DATASET EXTRACT below:

PR #304, opened 2026-04-14
Compile time

BDoignies:
Hi, 

This PR proposes to reduce compile time with a combination of precompiled headers and explicit instantitation.

Notably, this PR introduces:
- New CMake target Precompiled (alias Ponca::Precompiled)
- New CMake options to control what is pre-instantiated

What's missing:
- Examples and test should likely use this library instead
- Documentation
- A better list of basket. For now I instantiate those used in ponca_basic_cpu to see that everything works fine. 

Currently, the 'library' is compiled as a shared dynamic library, but I did not think much about what's the best. We may alway add an option to select [how this is linked](https://cmake.org/cmake/help/latest/variable/BUILD_SHARED_LIBS.html). Some build may require a __dllspec(dllexport) on windows or a Position Independant Code build. Also, we should look [into this page](
https://gcc.gnu.org/onlinedocs/gnat_ugn/Compilation-options.html) if we decide to go for a static library. 

As discussed AFK with @nmellado, I did not use heavy Expand/[X-macros](https://en.wikipedia.org/wiki/X_macro) tricks. Instead, I decided to go with a conceptually simpler, yet equivalent method. Whitin the Ponca/precompiled/instantiate folder, files defines only what they need to, and includes other files. There is a bit of code duplication but not much in the end. This build a cartesian product of all options and is very modular. It also allows for *easy* filtering of cases that should not exist (GLS requires 3D and Normals for instance). 
There is still some traces of Xmacros for now (see Ponca/precompiled/instantiate/baskets.h) because we will need the whole list in the future for the factory (see paragraph bellow) as well as the python binding (if it ever exist). 

Speaking about the factory (that should be part of another PR I think), @nmellado @Me-k-01 I'd like your opinion. How should the user specify what he cares about? For example, whether he wants a Fit that uses a SmoothWeightKernel or a GaussianKernel? I have *two* options in mind:

1. We name instances as follow: GLSSphere_3fPPNSW for a 'GLS Sphere fit', in 3D, with Float, PointNormalPosition and a SmoothWeight kernel. ANy other format is fine, we just need to pick one.
2. We build subfactories. With the same example, something like: Factory<float, 3, PointPositionNormal<float, 3>, DistWeightFunc<...>> that only contains the relevant options. 

We can also think about a mix of the two above. For example having a method: GetNames<float, 3>() that returns a list of all compute object that will use 3D float points (or another object for further filtering).


cmake/PoncaConfigurePrecompiled.cmake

End of DATASET EXTRACT.

* **YOUR GOAL**
There is a line with "- Documentation" and a line with "Speaking about the" above. Copy exactly those two lines and all lines between them, with nothing else.

* **SOLUTION BELOW**
- Documentation
- A better list of basket. For now I instantiate those used in ponca_basic_cpu to see that everything works fine. 

Currently, the 'library' is compiled as a shared dynamic library, but I did not think much about what's the best. We may alway add an option to select [how this is linked](https://cmake.org/cmake/help/latest/variable/BUILD_SHARED_LIBS.html). Some build may require a __dllspec(dllexport) on windows or a Position Independant Code build. Also, we should look [into this page](
https://gcc.gnu.org/onlinedocs/gnat_ugn/Compilation-options.html) if we decide to go for a static library. 

As discussed AFK with @nmellado, I did not use heavy Expand/[X-macros](https://en.wikipedia.org/wiki/X_macro) tricks. Instead, I decided to go with a conceptually simpler, yet equivalent method. Whitin the Ponca/precompiled/instantiate folder, files defines only what they need to, and includes other files. There is a bit of code duplication but not much in the end. This build a cartesian product of all options and is very modular. It also allows for *easy* filtering of cases that should not exist (GLS requires 3D and Normals for instance). 
There is still some traces of Xmacros for now (see Ponca/precompiled/instantiate/baskets.h) because we will need the whole list in the future for the factory (see paragraph bellow) as well as the python binding (if it ever exist). 

Speaking about the factory (that should be part of another PR I think), @nmellado @Me-k-01 I'd like your opinion. How should the user specify what he cares about? For example, whether he wants a Fit that uses a SmoothWeightKernel or a GaussianKernel? I have *two* options in mind:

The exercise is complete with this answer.